Yes and no. I think you do have to mention those individuals, but not for the reasons they are traditionally talked about—not as being the pioneers, or the know-it-alls or the standard-bearers of urbanism. Jane Jacobs is someone I see as an ally, for her constant fighting with Moses. But when you think about people like Moses or Le Corbusier and other big-name urban-design visionaries, it’s best to bring up the mistakes that they made and show how those mistakes have resulted in some huge issues.

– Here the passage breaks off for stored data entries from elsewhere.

PR #896, opened 2024-03-22
Add unicode support to SANY

ahelwer:
Some of the files in this changeset are autogenerated from `tla+.jj`, so ignore them:
- `TLAplusParser.java`
- `TLAplusParserConstants.java`
- `TLAplusParserTokenManager.java`

Mostly these changes just involved adding unicode lexeme options to the definitions in `tla+.jj`, and adding unicode operator synonyms to `ConfigConstants.java`. The only parsing logic changes were in `BracketStack.java`, where I just changed it from storing the token end column to the token start column. My main fear was that JavaCC would use byte offsets instead of codepoint offsets to calculate columns, but happily they use codepoints! So everything really was almost too easy.

There were also some simple changes to the level-checking AST generation code in `semantic/Generator.java`. It branched based on the ASCII value of some constructs; I switched it to use the parser node kind. These errors were caught by the tlaplus/examples integration tests described below.

For testing, I added a whole bunch of unicode cases to the syntax corpus parsing test. I also added a job to the PR CI so it runs the tlaplus/examples integration tests after converting all the specs to unicode with TLAUC. This runs in parallel to the other jobs so does not increase CI run time.


tlatools/org.lamport.tlatools/src/tla2sany/StandardModules/Naturals.tla
```diff
@@ -12,6 +12,7 @@
 (* is defined in the static block at the beginning of the Java class.      *)
 (***************************************************************************)
 Nat       == { }
+ℕ         == Nat
```
lemmy, line 15: Naturals is the most fundamental module.  I suggest to hold off on this and gain more confidence with unicode in TLA+ files before the standard modules migrate.

lemmy:
Changed the Unicode Github label from "Unicode support for the TLA+ Toolbox" to "Unicode support for TLA". :-)

tlatools/org.lamport.tlatools/src/tla2sany/StandardModules/Naturals.tla
lemmy: Does TLAPS handle unicode symbols in modules?

ahelwer: I'll check but probably not. Perhaps it would be better to hide/embed this definition in the Java code version of the module somehow.

lemmy: How can user use these defs if they are hidden in Java code?  Also, wouldn't that cause problems with e.g. your tree-sitter parser, because it won't see the symbol?

ahelwer: The tree-sitter parser only resolves symbols within a single file, it doesn't do imports (I would have to integrate with [stack graphs](https://github.com/github/stack-graphs) for that) so there wouldn't be a problem there. How I imagine it working for unicode in general is the user has a plugin for their editor similar to [this one](https://github.com/tlaplus-community/tlaplus-nvim-plugin) I made for neovim, and as they type it auto-replaces symbols with their unicode equivalents. So if they type `Nat` it will automatically replace it with `ℕ`, and then the java overload of the `Naturals` module will automatically resolve that to `Nat`.

ahelwer: After poking around a bit I don't think there's a way to easily add an extra definition to the standard modules without it being in the .tla file. Unless you have any ideas?

lemmy: SANY/TLC support overriding any module, include the standard modules (somebody has to check how that works with the Java module overrides).  For the time being, adopters of the Unicode feature could perhaps provide a user-defined version of Natuals, ...?

ahelwer: That would be acceptable, they can define `ℕ == Nat` at the top of their .tla file. When the change is eventually integrated into the modules themselves it would be a breaking change for them but the fix is simple enough that that's probably all right.

ahelwer:
@lemmy @Calvin-L  I believe this is ready for review. I ran it against all the tlaplus/examples specs (after adding some shims for the standard module number sets) and they parse & model-check with the same number of states when translated to their unicode form! I also added these checks to the PR workflow but this might make it run too long so they could be split out into a workflow that runs only periodically.

lemmy:
Impressive!  Where is this WRT e.g. error locations in TLC stack traces, which won't be tested through the examples?

ahelwer:
@lemmy I haven't tested that but can take a look. There are also a few things I suspect do not work:

- Translation to LaTeX
- PlusCal translation

Those can be included in this batch of changes or I can add them in another.

ahelwer:
@lemmy I checked the `specifications/CheckpointCoordination/MCCheckpointCoordinationFailure.cfg` model with everything translated to Unicode and all the line/column numbers in the trace were as expected.

I think it would be good to get this PR in then I work on PlusCal separately for the remaining time. Hopefully I can finish that this week and maybe have time to add an optional unicode translate-as-you-type feature to the VS code extension.

lemmy:
That's a great, but what I was actually referring to are the evaluation errors leading to TLC outputting a stack trace, not a counterexample. Our most extensive testing of evaluation errors consists of TLC's unit tests suite with its specs/models found in the test-models directory.

.github/workflows/pr.yml
```diff
@@ -1,95 +1,195 @@
-name: PullRequest builder TLA+
+name: TLA+ PR Validation
```
lemmy, line 1: Can the CI changes be moved to a dedicated PR?

ahelwer: They're dependent on this one because of the inclusion of the unicode stuff. I guess I could split them out to their own PR and then rebase this PR on top of that but I guess I question the purpose of all that effort.

lemmy: divide et impera

.github/workflows/pr.yml
```diff
@@ -1,95 +1,195 @@
...
+        cp tlatools/org.lamport.tlatools/dist/tla2tools.jar communitymodules/tlc/
+        ant -f communitymodules/build.xml -Dskip.download=true   
 
-      ##
-      ## Trigger run of examples as integration tests.
-      ##
-    - uses: actions/checkout@v2
+  toolbox-build-and-test:
+    name: Eclipse Toolbox Build & Test
+    runs-on: ubuntu-latest
```
lemmy, line 38: Building (and testing) the Toolbox used to be possible on Win, Mac, and Linux prior to this PR.

.github/workflows/pr.yml
ahelwer: Opened PR here: https://github.com/tlaplus/tlaplus/pull/900

.github/workflows/pr.yml
ahelwer: Continuing this conversation here: https://github.com/tlaplus/tlaplus/pull/900#issuecomment-2028845070

ahelwer:
@lemmy @Calvin-L is there any additional testing you want to see here? I think the coverage is very good.

lemmy (approved):

tlatools/org.lamport.tlatools/src/tla2sany/configuration/ConfigConstants.java
```diff
@@ -260,24 +262,72 @@ public interface ConfigConstants {
...
-    new String[] {"\\union", "\\cup"},
-    new String[] {"\\o", "\\circ"},
-    new String[] {"\\oplus", "(+)"},
-    new String[] {"\\ominus", "(-)"},
-    new String[] {"\\odot", "(.)"},
-    new String[] {"\\oslash", "(/)"},
-    new String[] {"\\otimes", "(\\X)"},
+    new String[] {"\\lnot", "~", "\\neg", "¬"},
+    new String[] {"[]", "□"},
+    new String[] {"<>", "◇"},
```
Calvin-L, line 267: This PR looks great, but I will insist on one small change:

Because we now have non-ASCII characters in the Java code, we should explicitly specify the source encoding in all of the `<javac>` Ant tasks. [There is an `encoding` option for this.](https://ant.apache.org/manual/Tasks/javac.html) I am guessing it should be UTF-8 (although I haven't actually checked what encoding you used for these characters in the Java code).

A couple of stray notes ---

 - While UTF-8 seems to be winning the unicode encoding war, it is still far from a universal default. ISO-8859-1 and UTF-16 are also popular. (Fun fact! ISO-8859-1 is the official default encoding for HTTP, not UTF-8, despite what lots of code seems to believe---leading to many corrupted web pages that are written by server software using UTF-8 and reinterpreted by standards-compliant browsers as ISO-8859-1. This seems to be improving with time, but I find it is still a frequent problem.)
 - To my surprise, the Java Language Specification is [strangely silent](https://docs.oracle.com/javase/specs/jls/se17/html/jls-3.html) on the subject of Java's default encoding. Since it only mentions ASCII, I am guessing it only _promises_ ASCII compatibility. Fortunately javac has an encoding argument to let us be explicit, and it does support many common encodings.
 - To my continued surprise, the major build systems (including Ant) are also silent on the subject of default Java source encoding. Again, I think we can only assume ASCII compatibility unless we set it to something else.

Calvin-L: Also, when we document unicode support for TLA+ end users, we should be explicit about what character encoding to use for TLA+ code. Previously it was ASCII, and now it has been expanded to UTF-8. Unlike Java and HTTP, there are no legal alternative encodings for TLA+ (which I think is good).

lemmy:
Have you considered ⊥ and ⊤ as synonymous to `FALSE` and `TRUE`?  The latter are especially verbose when printing values in e.g. counterexamples.

ahelwer:
Sure, we could do that. It would take a bit of legwork to get that in the tree-sitter grammar and things are a bit gummed up right now for TLAUC (see https://github.com/tlaplus-community/tlauc/pull/10#issuecomment-2021478768) but it would not be too difficult to add. `λ` as a substitute for `LAMBDA` is another one I was looking at adding.

I guess one thing to consider is whether to auto-translate `TRUE` and `FALSE` to `⊥` and `⊤` with TLAUC or the various as-you-type editor plugins. Currently those don't take any configurations for translating only subsets of the symbols, which is nice and simple. But some people might find `⊥` and `⊤` confusing and so not desire it.

lemmy:
`:>` and `@@` are two more examples that new users typically find confusing.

When I bring up hip hop and architecture, most people say they are two totally unrelated things and shouldn’t be talked about in the same space. But people really need to understand that architects create more than just bricks and mortar; we create incubators of culture. So, if we don't take the time to understand the people we’re building for, we’ll create something that, 40 years from now, will make people hate that culture and will try to wash their hands of it.  

Why is place important, in terms of the location of this museum?

It’s being built in the Melrose community of South Bronx, the most impoverished community in the state of New York. So this museum can be some type of anchor for development in the community. There are some concerns that community members have—and we have the same—about gentrification. We’re pondering the question of how to create a museum that’s open to the lifestyle of the Bronx community.

One of the big things the museum is looking to do is provide not just construction jobs, but non-construction jobs to allow people to make money from the project and combat this idea of gentrification. Gentrification happens when the people living in the community don’t have access to higher sources of revenue. So with the museum coming, we definitely want to give people jobs, [even] working with curators to create the museum or its exhibits. These are the people who have the most in-depth knowledge. A lot of them, unfortunately, have not had the opportunity to go to college. But they have lived and breathed hip hop.  

During the design cypher, we had people learning how they can take a sketch and turn it into a 3D model. We had the software company Autodesk come out to do free 3D printing of their models. So people made Universal Hip Hop Museum keychains—just a simple idea, but this could be something that can be scaled up so that the community can produce items that can be sold in the museum’s gift shop. This is all directly related to hip hop, where people have been altering technology to produce something so that they’re not just consumers.

What is the significance of using the Bronx courthouse building?

One of interesting things about the building itself, this is where the Bronx officially became a borough—the court case heard that made the Bronx a borough happened in this building. But more interestingly, there was a guy from Soulsonic Force who talked at the design cypher about being arrested as a kid and brought to the courthouse. The jail was in a basement and he talked about being beaten at the courthouse in the basement and then released. He felt that it was empowering that hip hop was reclaiming this space that was once a roadblock, turning it into something that can benefit the community. That was really powerful.